> [Exercise aim]:
Counting the line with "## Other details" as the last one, copy out the lines of the data exactly from the first onward.

(Saved data entries)

PR #7320, opened 2025-08-01
Cache response in order to avoid unnecessary deserializations

hoolioh:
## Summary of changes
Cache agent's response to avoid unnecessary deserializations in case sample rates haven't changed from previous response.
## Reason for change
Reduce performance overhead.
## Other details
This PR implements part of the functionality of this [one](https://github.com/DataDog/dd-trace-dotnet/pull/7251). As commented the rates versioning payload will be handled internally in the native exporter but until it is available the response will be cached in the same way as in the managed exporter.


andrewlock (approved):
LGTM, I think we can enhance the `TraceExporterTests.SendsTracesUsingDataPipeline` test to test this functionality, by sending 2 separate traces, returning the same agent response, and confirming that `_update_sampleRates` is only invoked once 🙂

PR #7321, opened 2025-08-01
Send Warm-up request in iisexpress integration tests

NachoEchevarria:
## Summary of changes

We have identified some flaky tests when running under iisexpress. To address part of the issue, we have already scrubbed certain connection headers from the snapshots, as the presence of specific flags from a given request may not be consistent. This inconsistency is influenced by test execution order and cannot always be predicted.

Additionally, in ASM, certain tags, such as the WAF version, are sent during the first request. In other frameworks, this is typically handled by warm-up calls, which helps avoid such issues. However, iisexpress tests currently do not include warm-up calls. Introducing a warm-up call would help produce more predictable test results and resolve some of the inconsistencies we have been encountering.


tracer/test/Datadog.Trace.TestHelpers.AutoInstrumentation/IisFixture.cs
```diff
@@ -95,5 +99,84 @@ public void Dispose()
                 }
             }
         }
+
```
NachoEchevarria, line 102: Adapted from AspNetCoreTestFixture

tracer/test/Datadog.Trace.Tools.dd_dotnet.ArtifactTests/Checks/IisCheckTests.cs
```diff
@@ -230,7 +230,7 @@ private async Task<IisFixture> StartIis(IisAppType appType)
 
         try
         {
-            await fixture.TryStartIis(this, appType);
+            await fixture.TryStartIis(this, appType, false);
```
NachoEchevarria, line 233: This class has a more relaxed httpget below that allows forbidden status codes to pass the check.

tracer/test/snapshots/Security.AspNetMvc5AsmData.Classic.enableSecurity=True.__test=blocking-ips_url=_.verified.txt
```diff
@@ -44,17 +44,14 @@
       runtime-id: Guid_1,
       span.kind: server,
       _dd.appsec.event_rules.version: 1.13.3,
-      _dd.appsec.waf.version: 1.27.0,
```
andrewlock, line 47: I guess these changes are expected because they are now sent in the health check request, correct?

tracer/test/snapshots/Security.AspNetWebFormsAsmData.Classic.enableSecurity=True.__test=blocking-user_url=_user.verified.txt
```diff
@@ -21,17 +21,14 @@
...
     },
     Metrics: {
       process_id: 0,
       _dd.appsec.enabled: 1.0,
-      _dd.appsec.event_rules.error_count: 0.0,
-      _dd.appsec.event_rules.loaded: 159.0,
       _dd.top_level: 1.0,
       _dd.tracer_kr: 1.0,
-      _sampling_priority_v1: 2.0
+      _sampling_priority_v1: 1.0
```
andrewlock, line 31: Is this change again because normally we would force-keep the span as it contains the ASM data, but we don't have to because the health check has that instead (and so will have `_sampling_priority_v1: 2.0` instead)?

tracer/test/snapshots/Security.AspNetMvc5AsmData.Classic.enableSecurity=True.__test=blocking-ips_url=_.verified.txt
NachoEchevarria: Yes, these values are sent during the first request. The problem is that we had some snapshots having them and some others not based on test order.

tracer/test/snapshots/Security.AspNetWebFormsAsmData.Classic.enableSecurity=True.__test=blocking-user_url=_user.verified.txt
NachoEchevarria: That's correct :)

> [Response area]:
PR #7320, opened 2025-08-01
Cache response in order to avoid unnecessary deserializations

hoolioh:
## Summary of changes
Cache agent's response to avoid unnecessary deserializations in case sample rates haven't changed from previous response.
## Reason for change
Reduce performance overhead.
## Other details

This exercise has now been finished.